With this information it is possible to calculate the probability someone will have TB if they receive a positive test result. Using Bayes Theorem we can solve for the probability as follows.

$$P(\mathcal{F} _{infected} \mid \mathcal{F} _{positive}) = \frac{ P(\mathcal{F} _{positive} \mid \mathcal{F} _{infected}) \cdot P(\mathcal{F} _{infected}) }{ P(\mathcal{F} _{positive}) }$$

$$P(\mathcal{F} _{infected} \mid \mathcal{F} _{positive}) = \frac{ \frac{19}{20} \cdot \frac{1}{1000} }{ \frac{509}{10000} }$$

$$P(\mathcal{F} _{infected} \mid \mathcal{F} _{positive}) = \frac{ 19 }{ 1018 } = 0.018664 = 1.8664%$$

This gives us a very surprising result. It says that of the people who take the TB test and show up positive less than 2% of them actually have TB. This demonstrates the importance of using very accurate clinical tests when testing for diseases that have a low occurrence in the population. Even a small error in the test can give false positives at an alarmingly high rate.

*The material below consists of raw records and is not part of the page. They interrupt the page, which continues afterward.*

PR #1377, opened 2024-03-15
Modify google_alloydb_cluster and google_alloydb_instance resources t…

199201shubhamsahu:
### Change description

This PR only includes the third party terraform-provider-google-beta resource file changes.
Implementation PR in https://github.com/GoogleCloudPlatform/k8s-config-connector/pull/1279

Add support for AlloyDBB Cross Region Replication by following changes

1. cluster.cluster_type : possible values [default=PRIMARY, SECONDARY]
2. cluster.secondary_config : For secondary clusters to reference their associated primary cluster
3. instance.instance_type : new value SECONDARY to support secondary instances

b/323793486


config/crds/resources/apiextensions.k8s.io_v1_customresourcedefinition_alloydbinstances.alloydb.cnrm.cloud.google.com.yaml
```diff
@@ -121,10 +121,6 @@ spec:
                   instance, instance is created in a random zone with available capacity.
                 type: string
               instanceType:
-                description: 'Immutable. The type of the instance. If the instance
```
justinsb, line 124: This field is still immutable, I'm guessing, we just didn't want the `depends_on` terraform-ism in the docs (I'm guessing)?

Bayes theorem is unbelievable pervasive… it’s in every field and discipline.
I just started using it often for phylogenetic trees and molecular clock dating

1 Like

It really is. I have yet to find a field that doesnt use it somewhere. Yet so few people really understand it. Part of why I thought writing this might be good.

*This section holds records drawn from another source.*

PR #1384, opened 2024-03-16
tests: revert addition of PROJECT_ID to sample

justinsb:
This sample is shared by our operator smoke-tests (!!!), and those
don't perform substitution.


justinsb:
@acpana I think you did this in #1147 .. unfortunately it looks like we _also_ (re)used the same sample in our operator tests (and they only run after release, sigh....).  "Thankfully" I think we can fix the tests and unblock 1.114

#1385 is probably the better fix - we should be testing our code, not some artifacts we download IMO.  But that'll likely be a lot more involved to merge.

/assign @acpana

acpana:
thanks for spotting and fixing this Justin! LGTM

I do think that adding the sample annotation is required as part of the CONTRIBUTING.md flow to work but I can add an instruction in the that doc instead of adding the annotation in the sample here.

/lgtm
/approve

maqiuyujoyce:
> I do think that adding the sample annotation is required as part of the CONTRIBUTING.md flow to work but I can add an instruction in the that doc instead of adding the annotation in the sample here.

I think if we don't reuse the sample (like what Justin did in #1385 ) then the exception in the instructions is not necessary?

PR #1385, opened 2024-03-16
WIP: chore: Refactor operator e2e tests

justinsb:
Loading the ArtifactRegistry sample from a distribution artifact is
brittle, and makes it harder to test the code we are running.

### DIFF
--- a/operator/tests/e2e/e2e_test.go
+++ b/operator/tests/e2e/e2e_test.go
@@ -47,10 +47,13 @@ import (
 	apierrors "k8s.io/apimachinery/pkg/api/errors"
 	metav1 "k8s.io/apimachinery/pkg/apis/meta/v1"
 	"k8s.io/apimachinery/pkg/apis/meta/v1/unstructured"
+	"k8s.io/apimachinery/pkg/types"
 	"k8s.io/apimachinery/pkg/util/wait"
 	"k8s.io/client-go/kubernetes"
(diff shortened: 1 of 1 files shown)


justinsb:
I think we want to do #1384 to unblock the release.

In general, we should not be downloading artifacts, we should be testing the code we have.  I think we can improve that as part of 1.116

operator/tests/e2e/e2e_test.go
```diff
@@ -927,126 +856,73 @@ func setupWorkloadIdentityForNamespace(namespace, serviceAccEmail, projectID str
...
-		}
-	}
-	switch len(repoNames) {
-	case 0:
-		return "", fmt.Errorf("no ArtifactRegistryRepository found in directory '%v'", repoYAMLDir)
-	case 1:
-		return repoNames[0], nil
-	default:
-		return "", fmt.Errorf("multiple ArtifactRegistryRepositories found in directory '%v'", repoYAMLDir)
+func getArtifactRegistryRepository(namespace string, uniqueID string) (*unstructured.Unstructured, error) {
```
maqiuyujoyce, line 859: Some non-blocking thoughts:

We may want to somehow match this sample with the latest working sample. In the future we may introduce breaking changes in the CRDs (unlikely) or update CRD version (v1beta1 -> v1), and this hard-coded, secret yaml may only be detected "after release" just like this time.

ldanielmadariaga:

PR #1387, opened 2024-03-16
WIP: genapi: create direct IAM ServiceAccount controller

justinsb:
This API is not the most complicated, but it is also unusual in that
the resource identifier (primary key) is variable.

### DIFF
--- a/pkg/test/utils.go
+++ b/pkg/test/utils.go
@@ -142,18 +142,18 @@ func IgnoreLeadingComments(s string) string {
 	return strings.TrimSpace(strings.Join(out, "\n")) + "\n"
 }
 
-func CompareGoldenObject(t *testing.T, path string, got []byte) {
+func CompareGoldenObject(t *testing.T, p string, got []byte) {
 	writeGoldenOutput := os.Getenv("WRITE_GOLDEN_OUTPUT") != ""
-	want, err := os.ReadFile(path)
+	want, err := os.ReadFile(p)
 	if err != nil {
 		if writeGoldenOutput && os.IsNotExist(err) {
 			// Expected when creating output for the first time
-			if err := os.WriteFile(path, got, 0644); err != nil {
-				t.Errorf("failed to write golden output %s: %v", path, err)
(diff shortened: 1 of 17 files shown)


justinsb:
/assign @cheftako 

Experimenting with direct implementation to figure out the mapping functions we need.  Service account is perhaps a bad choice in that the API is so small and so irregular, so did a more realistic API in #1389 (though really I should try an even more modern API that follows all the latest AIPs)

justinsb:
@cheftako any thoughts on this, otherwise I say we ask @acpana and @anhdle-sso to take a look and see if this is something they have stronger opinions on :-)

justinsb:
This is the updated "big picture", and includes the other PRs.

/assign @gemmahou

pkg/test/utils.go
```diff
@@ -165,7 +165,19 @@ func CompareGoldenObject(t *testing.T, path string, got []byte) {
...
+	if diff == "" {
+		return
+	}
+
+	if writeGoldenOutput {
+		// Write the output to the golden file
+		if err := os.WriteFile(p, []byte(got), 0644); err != nil {
+			t.Fatalf("failed to write golden output %s: %v", p, err)
+		}
+		t.Errorf("wrote updated golden output to %s", p)
```
gemmahou, line 179: Since `writeGoldenOutput ` is true, it's expected we are writing/updating the golden output. So use `Logf` here is clearer than `Errorf`. Otherwise, I think we want to make the message more specific about why we consider this an error. For example: "diff detected between incoming log and golden log. Wrote updated golden log to %s"

tests/e2e/testdata/scenarios/walk_iamserviceaccount/_http00.log
gemmahou, line 1: Not a blocker but the filename _http00/_object00 is unclear what exactly the file does. 
I'm thinking about adding a `title` field in `Script` struct and in script.yaml we specify a title for each scenario, when loading script.yaml, we retrieve the title and append it to the file name. So we will have a better context for those logs.

ldanielmadariaga:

So, I was looking at BIC before (Bayesian Information Criterion) but I have a very silly, math-dumb doubt: the likelihood is higher when the BIC value is low, right?

Likelihood is higher only when the complexity is the same. In simplest terms (not really but its the easiest simplification that works) it is the ratio between likelihood and complexity. There is a penalty for high complexity an a positive effect for better likelihood.

So you could have two models with the same BIC and the lower BIC might have an even worse likelihood but because it is significantly less complex it may, in fact, have a lower BIC.